* [Your objective]:
Restate the records below word for word, leaving nothing out.

[Opening Records provided section]

PR #385, opened 2019-08-19
Update .zenodo.json 

utooley:
Wasn't sure if it was appropriate for me to `[skip ci] ` for a non-code edit.

### DIFF
--- a/.zenodo.json
+++ b/.zenodo.json
@@ -53,6 +53,12 @@
       "type": "Researcher"
     },
     {
+      "name": "Tooley, Ursula A.",
+      "affiliation": "Department of Neuroscience, University of Pennsylvania, PA, USA",
+      "orcid": "0000-0001-6377-3885",
+      "type": "Researcher"
+    },
+    {
       "affiliation": "McGovern Institute for Brain Research, MIT, MA, USA",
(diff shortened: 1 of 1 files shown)


effigies:
LGTM. Yeah, there's no good way to validate `.zenodo.json` files (I've looked into it... see https://github.com/bids-standard/pybids/pull/470#issuecomment-520179305), so these are good candidates for `[skip ci]`.

@oesteban I think you set up the Zenodo file for niworkflows. Do we have any preferred ordering? I don't see a `prep_zenodo.py` or anything that will reorder by some criterion.

utooley:
The fMRIPrep ordering says new contributors should go right before Russ (which ends up being before both Chris and then Russ), so I put myself there for fMRIPrep. Should the same apply here? I didn't initially realize that they just showed up in the order they were added in.

oesteban:
We don't have any particular order.

effigies:
With fMRIPrep, we don't really distinguish between authors and contributors, so we treat Russ and Chris as co-last-authors, and then do everybody else by chronological order, just because that's easy.

I don't remember why we split authors and contributors, here. I also suspect it matters even less, because nobody knows what niworkflows is...

Merging.

Issue #374, opened 2019-07-10
Less fragile tests


effigies:
Niworkflows tests are currently sensitive to whether you've set them up in the Docker container that is built on CircleCI, making local iteration very difficult and thus slow.

The following should work:

```Shell
virtualenv --python=python /tmp/venv
source /tmp/venv/bin/activate
pip install ".[test]"
python -m pytest niworkflows
```

If non-Python dependencies are missing, they should be marked with an expected fail dependent on that.

If a template does not exist in TemplateFlow, it should either be downloaded on-the-fly or produce an expected failure.

Some instructions on how to install templates to ensure maximal test coverage would be nice.

PR #387, opened 2019-08-23
TEST: Skip tests with non-Python dependencies when missing

effigies:
Starting on #374.

### DIFF
--- a/.travis.yml
+++ b/.travis.yml
@@ -19,6 +19,7 @@ env:
     - INSTALL_DEPENDS="pip setuptools"
   matrix:
     - CHECK_TYPE="style"
+    - CHECK_TYPE="test"
     - INSTALL_TYPE="install"
     - INSTALL_TYPE="develop"
     - INSTALL_TYPE="sdist"
@@ -40,7 +41,6 @@ matrix:
 
 before_install:
   - python -m pip install --upgrade $INSTALL_DEPENDS
-  - pip install "flake8<3.0" flake8-putty
 
 install:
   - |
@@ -60,6 +60,8 @@ install:
   - |
     if [ "$CHECK_TYPE" == "style" ]; then
         travis_retry pip install "flake8<3.0" flake8-putty
+    elif [ "$CHECK_TYPE" == "test" ]; then
+        travis_retry pip install "niworkflows[test]"
     fi
 
 script:
@@ -75,6 +77,8 @@ script:
       echo "Intended: $INTENDED_VERSION"
       echo "Installed: $INSTALLED_VERSION"
       test "$INTENDED_VERSION" == "$INSTALLED_VERSION"
+    elif [ "$CHECK_TYPE" == "test" ]; then
+      pytest -n 2 -v --cov niworkflows --cov-config .coveragerc --cov-report xml:cov.xml niworkflows
     else
       false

[Closing Records provided section]

* [Written solution]:
PR #385, opened 2019-08-19
Update .zenodo.json 

utooley:
Wasn't sure if it was appropriate for me to `[skip ci] ` for a non-code edit.

### DIFF
--- a/.zenodo.json
+++ b/.zenodo.json
@@ -53,6 +53,12 @@
       "type": "Researcher"
     },
     {
+      "name": "Tooley, Ursula A.",
+      "affiliation": "Department of Neuroscience, University of Pennsylvania, PA, USA",
+      "orcid": "0000-0001-6377-3885",
+      "type": "Researcher"
+    },
+    {
       "affiliation": "McGovern Institute for Brain Research, MIT, MA, USA",
(diff shortened: 1 of 1 files shown)


effigies:
LGTM. Yeah, there's no good way to validate `.zenodo.json` files (I've looked into it... see https://github.com/bids-standard/pybids/pull/470#issuecomment-520179305), so these are good candidates for `[skip ci]`.

@oesteban I think you set up the Zenodo file for niworkflows. Do we have any preferred ordering? I don't see a `prep_zenodo.py` or anything that will reorder by some criterion.

utooley:
The fMRIPrep ordering says new contributors should go right before Russ (which ends up being before both Chris and then Russ), so I put myself there for fMRIPrep. Should the same apply here? I didn't initially realize that they just showed up in the order they were added in.

oesteban:
We don't have any particular order.

effigies:
With fMRIPrep, we don't really distinguish between authors and contributors, so we treat Russ and Chris as co-last-authors, and then do everybody else by chronological order, just because that's easy.

I don't remember why we split authors and contributors, here. I also suspect it matters even less, because nobody knows what niworkflows is...

Merging.

Issue #374, opened 2019-07-10
Less fragile tests


effigies:
Niworkflows tests are currently sensitive to whether you've set them up in the Docker container that is built on CircleCI, making local iteration very difficult and thus slow.

The following should work:

```Shell
virtualenv --python=python /tmp/venv
source /tmp/venv/bin/activate
pip install ".[test]"
python -m pytest niworkflows
```

If non-Python dependencies are missing, they should be marked with an expected fail dependent on that.

If a template does not exist in TemplateFlow, it should either be downloaded on-the-fly or produce an expected failure.

Some instructions on how to install templates to ensure maximal test coverage would be nice.

PR #387, opened 2019-08-23
TEST: Skip tests with non-Python dependencies when missing

effigies:
Starting on #374.

### DIFF
--- a/.travis.yml
+++ b/.travis.yml
@@ -19,6 +19,7 @@ env:
     - INSTALL_DEPENDS="pip setuptools"
   matrix:
     - CHECK_TYPE="style"
+    - CHECK_TYPE="test"
     - INSTALL_TYPE="install"
     - INSTALL_TYPE="develop"
     - INSTALL_TYPE="sdist"
@@ -40,7 +41,6 @@ matrix:
 
 before_install:
   - python -m pip install --upgrade $INSTALL_DEPENDS
-  - pip install "flake8<3.0" flake8-putty
 
 install:
   - |
@@ -60,6 +60,8 @@ install:
   - |
     if [ "$CHECK_TYPE" == "style" ]; then
         travis_retry pip install "flake8<3.0" flake8-putty
+    elif [ "$CHECK_TYPE" == "test" ]; then
+        travis_retry pip install "niworkflows[test]"
     fi
 
 script:
@@ -75,6 +77,8 @@ script:
       echo "Intended: $INTENDED_VERSION"
       echo "Installed: $INSTALLED_VERSION"
       test "$INTENDED_VERSION" == "$INSTALLED_VERSION"
+    elif [ "$CHECK_TYPE" == "test" ]; then
+      pytest -n 2 -v --cov niworkflows --cov-config .coveragerc --cov-report xml:cov.xml niworkflows
     else
       false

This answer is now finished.